How madness drove Cate Blanchett to her worst movie: “This film could save your life”
A lot of us went a little stir-crazy during the pandemic, especially during that first round of lockdowns in the spring of 2020. As Hollywood A-listers were posting breathtakingly tone-deaf videos from their mansions about how we were all in it together, it was easy to surmise that they were not, in fact, in it like the rest of us. Still, in certain parts of the world, lockdowns were so strict that even the most privileged of people couldn’t leave their (admittedly luxurious) homes, and it wasn’t a welcome break for everyone.
Cate Blanchett was one of them. The two-time Oscar winner and year-round icon behind such cinematic perfections as Carol, Tár, and Black Bag has admitted that the whole thing took a toll on her rather quickly. A cursory rundown of her filmography shows that she is the type of actor who works a lot. She’s averaged three or four movies and television appearances per year for more than a decade, often playing lead roles that require months of preparation and research. To go from movie-hopping around the world to a complete stand-still must have been a shock, and she apparently didn’t handle it well.

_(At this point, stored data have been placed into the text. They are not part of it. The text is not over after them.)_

PR #1695, opened 2026-04-25
Linux: allow mounting NTFS volumes with ntfs3

mammothcoding:
## Summary

This PR allows Linux users to mount NTFS volumes with the in-kernel `ntfs3` driver instead of `ntfs-3g`/`fuseblk`.

It intentionally does not add sleep hooks, automatic dismounting, or arbitrary filesystem type passthrough. It adds a narrow Linux-only `ntfs3` path for NTFS volumes.

## Motivation

This is related to #1660.

On recent Linux/systemd combinations, NTFS VeraCrypt volumes mounted through `ntfs-3g` appear as `fuseblk`. During suspend/hibernate, systemd may freeze `user.slice` while the kernel sleep path tries to sync FUSE-backed filesystems. If the userspace `ntfs-3g` daemon is frozen, the sleep path can hang.

Mounting the NTFS filesystem with the Linux in-kernel `ntfs3` driver avoids the FUSE userspace daemon path.

## What changed

- Accept `ntfs3` as a valid Linux value for `--filesystem`.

“I was spending a lot of time in the garden, using the chainsaw a little too freely,” she said in an interview with Empire in 2024. Things were clearly getting out of hand, and it was only one month into lockdown number one. At the time everything shut down, she was being courted to play the Vault Hunter Lilith in Eli Roth’s adaptation of the 2009 video game Borderlands. It is no accident that she only accepted the offer once the pandemic had set in.
After all that manic gardening (can you picture Cate Blanchett trying to cut a bunch of tulips with a chainsaw? Where’s that movie?), her family stepped in. “My husband said, ‘This film could save your life,’” she recalled. And she took him at his word.
Hearing Blanchett talk about Borderlands is a bit like hearing Jennifer Coolidge talk about A Minecraft Movie; there isn’t a whole lot of personal history to draw upon. “My thumbs can barely control a phone,” the Oscar winner said, “But I bought a PS5 and we played each other.” She is, after all, Cate Blanchett, and you don’t earn eight Academy Award nominations by winging it. She got deep into the game, researched cosplay, watched makeup tutorials on YouTube – basically went down a very pandemic-coded rabbit hole that happened to come with a massive paycheque.
Even Blanchett and her famously forensic research skills could not shine the steaming pile of excrement that is the Borderlands movie. The bar for video game adaptations is hovering a hairsbreadth away from the very bottom of the proverbial barrel, but they still tend to do big business at the box office. No matter how terrible they are, they still have massive fan bases that turn out, quality be damned. The Minecraft movie is currently making that point.
But not Borderlands. It turned out to be a catastrophic failure for Lionsgate, eking out $33 million at the box office off of a budget of an estimated $120 million. As far as Blanchett was concerned, though, it was a great investment. She got to trade in gardening for gunfighting during a time when most people were panic-buying loo roll and wondering whether to take up sourdough baking. A shrewd calculation if ever there was one.